*** Opening of PROVIDED INFORMATION ***
PR #3160, opened 2015-03-17
JS bugfixes (save button + goto publishing status)

rarila:
- Fix save button does not change state back enabled after save
- Fix not changing to meta tab when sidebar publishing stated is clicked


bobdenotter:
Awesome!! I noticed that first second one today, and was thinking i had to dive in, to see it it was just on my end. I will do this tomorrow morning, because then I can do a cherry-pick for release/2.1 with a clear head! :+1:

rarila:
One thing left: the button stays in focus state. Ideas welcome.

bobdenotter:
`$(this).blur();` ?

rarila:
Hmm…

rarila:
Question is, if displaying a rotating wheel wouldn't be better anyway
*** Close of PROVIDED INFORMATION ***
WORK INSTRUCTIONS:
Each of the entries above should be written out again exactly.

FINAL ANSWER:
PR #3160, opened 2015-03-17
JS bugfixes (save button + goto publishing status)

rarila:
- Fix save button does not change state back enabled after save
- Fix not changing to meta tab when sidebar publishing stated is clicked


bobdenotter:
Awesome!! I noticed that first second one today, and was thinking i had to dive in, to see it it was just on my end. I will do this tomorrow morning, because then I can do a cherry-pick for release/2.1 with a clear head! :+1:

rarila:
One thing left: the button stays in focus state. Ideas welcome.

bobdenotter:
`$(this).blur();` ?

rarila:
Hmm…

rarila:
Question is, if displaying a rotating wheel wouldn't be better anyway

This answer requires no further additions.